Diketahui, KPK pernah melakukan OTT terhadap jaksa di Kejaksaan Tinggi DKI Jakarta pada Juni 2019.
Saat itu, KPK menangkap Asisten Tindak Pidana Umum Kejati DKI Agus Winoto atas dugaan manipulasi penanganan perkara.
Namun, KPK membagi penanganan perkara itu ke kejaksaan. Dua jaksa yang ditangkap KPK, yakni Yadi Herdianto dan Yuniar Sri Pamungkas, diserahkan kepada kejaksaan.
Hingga kini, penanganan terhadap keduanya di kejaksaan masih terbatas pada dugaan pelanggaran etik.
"Melihat kejadian sebelumnya ini, maka KPK diharapkan independen. Apalagi OTT Yogyakarta merupakan OTT terhadap penyelenggara negara yang secara perundang-undangan masuk dalam wewenang KPK sehingga KPK harus tetap menangani perkara ini secara independen," ujar Wina.
"Karena ini juga menjadi bentuk menjaga kepercayaan yang telah diberikan masyarakat," lanjut dia.
Diberitakan, penyidik KPK melakukan OTT terhadap empat orang di Yogyakarta, Senin (19/8/2019). Empat orang yang ditangkap itu terdiri dari unsur jaksa, rekanan atau swasta dan pegawai negeri sipil (PNS).
Selain itu, KPK mengamankan sejumlah uang sekitar Rp 100 juta dalam OTT tersebut.
Menurut keterangan KPK, OTT diduga terkait suap proyek.

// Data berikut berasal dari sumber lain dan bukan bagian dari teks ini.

PR #741, opened 2020-09-17
AGR-2271

pjhale:
Fixes AGR 2271 by displaying all variants regardless of pagination.  Uses a separate API call in useAllVariants that ignores the table pagination but uses the filters on the page.  Hopefully this code is consistent with the other react query code... I'm not all that familiar with it yet so this may not be the most concise way to do it.

### DIFF
--- a/src/containers/genePage/alleleTable.js
+++ b/src/containers/genePage/alleleTable.js
@@ -13,6 +13,7 @@ import RotatedHeaderCell from '../../components/dataTable/RotatedHeaderCell';
 import BooleanLinkCell from '../../components/dataTable/BooleanLinkCell';
 import VariantsSequenceViewer from './VariantsSequenceViewer';
 import useDataTableQuery from '../../hooks/useDataTableQuery';
+import useAllVariants from '../../hooks/useAllVariants';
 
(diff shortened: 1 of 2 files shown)


sibyl229:
@pjhale you might need to rebase your branch off latest commit on `master`. It's probably what's causing the test to fail.

paaatrick:
I merged `master` into this branch which should clear up the test run failure

paaatrick (commented):
I like the overall approach. Two comments/questions:

1. I know there's already enough confusion in the terminology around alleles and variants, but since the API endpoint called by the new hook is `/alleles` I wonder if the hook should be named `useAllAlleles` instead.
2. Did you take a look at the implementation of the `useAlleleVariants` hook? I wonder if the same pattern of calling `useDataTableQuery` (as opposed to calling `useQuery` directly) could be used here as well. In your case you could override properties of the passed-in `tableState` instead of `DEFAULT_TABLE_STATE`. Then you wouldn't have to worry about re-implementing `getFullUrl`.

pjhale:
On the first point I have no issues with renaming the hook to useAllAlleles.  On the second point I did try to use useDataTableQuery first but I was having issues passing the filters through that method without them getting overridden or changing the tableState unintentionally.

paaatrick:
Okay, fine for now then. I might go and take a second look later, time permitting.

PR #746, opened 2020-09-23
AGR-2420 Generate jbrowse link at render time

paaatrick:
Gotta do this the React way, not the OOP way!


sibyl229 (approved):
👍

nathandunn:
As long as the link still works after you’ve clicked through, it’s fine by me and easier to read.

PR #748, opened 2020-09-24
AGR-1846 Support for linked cross references in dataset results

kevinschaper:


src/containers/search/detailList.js
```diff
@@ -19,7 +20,9 @@ class DetailList extends Component {
       let valueNode;
       let value = d[field];
 
-      if (Array.isArray(value)) {
+      if (field === 'crossReferenceLinks' && value) {
+        valueNode = ( value.map(ref => <DataSourceLink key={ref.displayName + ref.name + ref.url} reference={ref} />).reduce((a,b) => [a,', ',b]));
```
paaatrick, line 24: I think you could use the `CommaSeparatedList` component here instead of the funky `reduce` thing

PR #750, opened 2020-09-25
AGR-2401 : fix label

lpalbou:
Make it clearer that the filter will not show only experimental annotations, but will show only functions/terms supported by at least one experimental annotation. Hence other annotations can be present:

https://agr-jira.atlassian.net/jira/software/c/projects/AGR/issues/AGR-2401?filter=myopenissues


paaatrick:
This looks good. I reverted the package-lock.json changes since there was no corresponding change to package.json. I think that can be caused by using an other version of `npm` -- see here for more detail: https://stackoverflow.com/questions/47638381/why-did-package-lock-json-change-the-integrity-hash-from-sha1-to-sha512

PR #752, opened 2020-09-25
AGR-2330 : add error handling when data can not be fetched or ID is missing

lpalbou:
Essentially, just use catch for fetch functions and add a state "error" to alter the rendering in case of issues.
https://agr-jira.atlassian.net/browse/AGR-2330

Tests:
	* HGNC with mapping
		/gene/HGNC:11998#function---go-annotations
		display correctly
	* HGNC without mapping
		/gene/HGNC:53833#function---go-annotations
		Show "No function available for that gene"
	* Regular gene
		/gene/ZFIN:ZDB-GENE-990415-270
		display correctly

### DIFF
--- a/src/components/geneOntologyRibbon/index.js
+++ b/src/components/geneOntologyRibbon/index.js
@@ -14,7 +14,7 @@ import LoadingSpinner from '../loadingSpinner';
 
 import { withRouter } from 'react-router';
 
-// import NoData from '../noData';
+import NoData from '../noData';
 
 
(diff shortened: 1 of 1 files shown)


paaatrick:
Looks like there are some linting warnings to clean up.

Also would it make sense to use the standard `NoData` component in the `renderError` function to maintain consistent style and messaging?

lpalbou:
I fixed the LINT and NoData

PR #757, opened 2020-09-29
Fixes AGR-2341

pjhale:
Added in an array prop that holds all of the locations for a specific gene.  This gets propagated down to both genome browser windows.  For examples of this look to HGNC:7082 and HGNC:750.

"Diduga terkait proyek yang diawasi oleh Tim Pengawalan, Pengamanan, Pemerintahan, dan Pembangunan Pusat-Daerah (TP4D)," kata Juru Bicara KPK Febri Diansyah di Jakarta, Senin.
Sementara itu, pihak kejagung pun mendalami informasi terkait jaksa Kejari Yogyakarta yang terjaring OTT.
Kepala Pusat Penerangan dan Hukum (Kapuspenkum) Kejaksaan Agung Mukri mengatakan, pihaknya berkoordinasi dengan Kejari Yogyakarta.
"Iya infonya seperti (itu) dan kami sedang melakukan konfirmasi dengan jajaran Kejati Yogya terkait info dimaksud," ujar Mukri ketika dihubungi Kompas.com, Senin malam.